Only the lines from the top of the data through the line containing "problem? Please describe.**" should be duplicated, exactly as they appear.

(INFORMATION SHOWN begins)

Issue #1409, opened 2024-09-17
Territory subscription management UI


SatsAllDay:
**Is your feature request related to a problem? Please describe.**
I'd like a single place to see all the territories to which I'm subscribed, so I can easily review and revise my subscriptions. Similar to the user settings > subscriptions page, where you manage subscriptions to individual stackers. 

**Describe the solution you'd like**

I guess I kinda put that in the above section. 

**Describe alternatives you've considered**
Looking through all territories and seeing if I'm subscribed, one at a time. 

**Additional context**
I imagine this could be just like the user subs/mutes tabs on the settings page today.

SatsAllDay:
woo!

PR #2191, opened 2025-05-29
Add Territory Sub management tab in Subscriptions

brymut:
## Description

Add Territory sub management in the 'subscriptions' tab in the settings page with a dropdown to switch between stackers & territories. With dropdown menu to unsubscribe from & mute territory.

Closes https://github.com/stackernews/stacker.news/issues/1409

### Desktop

https://github.com/user-attachments/assets/81f4be92-abf6-4b9f-ba77-4e0190682b31

### Mobile

https://github.com/user-attachments/assets/159cba7c-59c7-4046-bd15-1998defe6ff0

## Additional Context

## Checklist

Y

10

Y

No

### DIFF
--- a/api/resolvers/sub.js
+++ b/api/resolvers/sub.js
@@ -157,26 +157,19 @@ export default {
           COALESCE(floor(sum(msats_spent)/1000), 0) as spent,
           COALESCE(sum(posts), 0) as nposts,
           COALESCE(sum(comments), 0) as ncomments,
-          CASE WHEN ss."userId" IS NOT NULL THEN TRUE ELSE FALSE END as "meSubscription",
-          CASE WHEN ms."userId" IS NOT NULL THEN TRUE ELSE FALSE END as "meMuteSub"
+          ss."userId" IS NOT NULL as "meSubscription",
+          ms."userId" IS NOT NULL as "meMuteSub"
         FROM ${viewGroup(range, 'sub_stats')}
         JOIN "Sub" on "Sub".name = u.sub_name
-        LEFT JOIN "SubSubscription" ss ON ss."subName" = "Sub".name AND ss."userId" = ${me ? Number(me.id) : -1}
-        LEFT JOIN "MuteSub" ms ON ms."subName" = "Sub".name AND ms."userId" = ${me ? Number(me.id) : -1}
+        LEFT JOIN "SubSubscription" ss ON ss."subName" = "Sub".name AND ss."userId" IS NOT DISTINCT FROM $4
+        LEFT JOIN "MuteSub" ms ON ms."subName" = "Sub".name AND ms."userId" IS NOT DISTINCT FROM $4
         WHERE "Sub"."userId" = $3
           AND "Sub".status = 'ACTIVE'
         GROUP BY "Sub".name, ss."userId", ms."userId"
         ORDER BY ${column} DESC NULLS LAST, "Sub".created_at ASC
-        OFFSET $4
-        LIMIT $5
-      `, ...range, user.id, decodedCursor.offset, limit)
-
-      if (!me) {
-        subs.forEach(sub => {
-          sub.meSubscription = false
-          sub.meMuteSub = false
-        })
-      }
+        OFFSET $5
+        LIMIT $6
+      `, ...range, user.id, me?.id, decodedCursor.offset, limit)
 
       return {
         cursor: subs.length === limit ? nextCursorEncoded(decodedCursor, limit) : null,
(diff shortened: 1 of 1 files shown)


Soxasora:
Hi brymut, I see you're working on this enhancement/feature.
I wanted to give you a tip to avoid linting problems, we have a Development Tips section that also contains [tips for linting](https://github.com/stackernews/stacker.news?tab=readme-ov-file#linting), such as using the [StandardJS VSCode Extension](https://marketplace.visualstudio.com/items?itemName=standard.vscode-standard) to lint as you code. Take a look! ^^

pages/settings/subscriptions/index.js
```diff
@@ -1,30 +1,72 @@
...
+    getGetServerSideProps({ query: MY_SUBSCRIBED_USERS, authRequired: true })(ctx),
+    getGetServerSideProps({ query: MY_SUBSCRIBED_SUBS, authRequired: true })(ctx)
+  ])
+  return {
+    props: {
+      ssrUsers: userRes.props.ssrData,
+      ssrSubs: subsRes.props.ssrData
+    }
+  }
+}
```
huumn: I'm surprised this worked.

The move here is to make a compound graphql query like `USER_WITH_ITEMS` or make this into different `.js` files to call each query only when it is needed like we do for `/top` path.

pages/settings/subscriptions/index.js
```diff
@@ -1,30 +1,72 @@
...
 
-export default function MySubscribedUsers ({ ssrData }) {
+export default function MySubscribedUsers ({ ssrUsers, ssrSubs }) {
+  const [view, setView] = useState('stackers')
   const subscribeUserContextValue = useMemo(() => ({ refetchQueries: ['MySubscribedUsers'] }), [])
```
huumn: This `refetchQueries` pattern should be used for territory subscriptions too.

huumn (changes requested):
two changes needed

brymut:
> two changes needed

Addressed

components/territory-list.js
```diff
@@ -77,6 +78,10 @@ export default function TerritoryList ({ ssrData, query, variables, destructureD
                     {sub.name}
                   </Link>
                   <Info className='d-flex'><TerritoryInfo sub={sub} /></Info>
+                  <ActionDropdown>
+                    <ToggleSubSubscriptionDropdownItem sub={sub} />
+                    <MuteSubDropdownItem sub={sub} />
+                  </ActionDropdown>
```
huumn: There are several pages with territory lists that this does not work on.

huumn (changes requested):
I fixed an number of things in this PR, some of them subjective, some of them bugs (like extra separators), then I encountered this dropdown bug.

The action dropdown works on the new territory page, but:

1. it's still there when logged out (logged out user can't subscribe/mute)
2. on the `/top/territories/forever` it thinks I'm not subscribed to any territories
3. same as (2) on `/<user nym>/territories`

brymut:
Ahh right, quick question, I'm not quite sure to handle the issues you've highlighted. 

> * on the `/top/territories/forever` it thinks I'm not subscribed to any territories

I think for this context and how the `TOP_SUBS` query is being used, we aren't using an authenticated request to the topSubs resolver, so checking for whether or not the user is authenticated wouldn't work here (at least not trivially). So I think the best approach to this issue is to mirror what the top stackers user list is doing by removing the dropdown in this context `/top/` (not passing the `nymActionDropdown` prop). What do you think?

huumn:
I think that's fine - withholding this new dropdown in contexts where we haven't yet made it work.

brymut:
> I think that's fine - withholding this new dropdown in contexts where we haven't yet made it work.

ok, I've added a `subActionDropdown` prop for contexts where the user is logged in and as for the subscribing & muting functionality in `userSubs` resolver I've added a way to check the current logged in user's relationship with each sub. This should handle both 1. & 3. Checked locally and everything seems to be in order.

api/resolvers/sub.js
```diff
@@ -166,10 +166,59 @@ export default {
...
+          sub.meSubscription = subscribedSet.has(sub.name)
+          sub.meMuteSub = mutedSet.has(sub.name)
+        })
+      } else {
+        subs.forEach(sub => {
+          sub.meSubscription = false
+          sub.meMuteSub = false
+        })
+      }
+
```
huumn: this is not the way we do this normally. when someone is logged in, this resolver now requires 3 roundtrips to the database. normally, we add `meWhatever` fetching to the main query.

pages/[name]/territories.js
```diff
@@ -25,6 +27,7 @@ export default function UserTerritories ({ ssrData }) {
           query={USER_WITH_SUBS}
           variables={variables}
           destructureData={data => data.userSubs}
+          subActionDropdown={!!me}
```
Comment (huumn) [inline pages/[name]/territories.js]: i wish there were a better way to do this. it's hard to track booleans dependency injected getting passed several components deep.

anyway, just wanted to note this for myself.

huumn (approved):
this all works well now. i think the performance/maintainability of the parts i commented on are a little sub-standard.

i'll probably delay merging until i can fix those if you don't find the time to fix them yourself.

pages/[name]/territories.js
Comment (brymut) [reply pages/[name]/territories.js]: I think I get what you're getting at. Moved the `useMe` hook directly into `TerritoryList`, seems to work fine that way without needing to track the dependency from here.

api/resolvers/sub.js
brymut: Right, not the strongest at SQL but I think the left join I've added could get to the solution you're looking for using just the main query. Was concerned at first that it was getting complex but now I think its fine

brymut:
> i'll probably delay merging until i can fix those if you don't find the time to fix them yourself.

I think I've got some solutions to your concerns, hope this covers it. If not, I understand you wanting to hold on this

(INFORMATION SHOWN ends)

* [RESULT]:
Issue #1409, opened 2024-09-17
Territory subscription management UI


SatsAllDay:
**Is your feature request related to a problem? Please describe.**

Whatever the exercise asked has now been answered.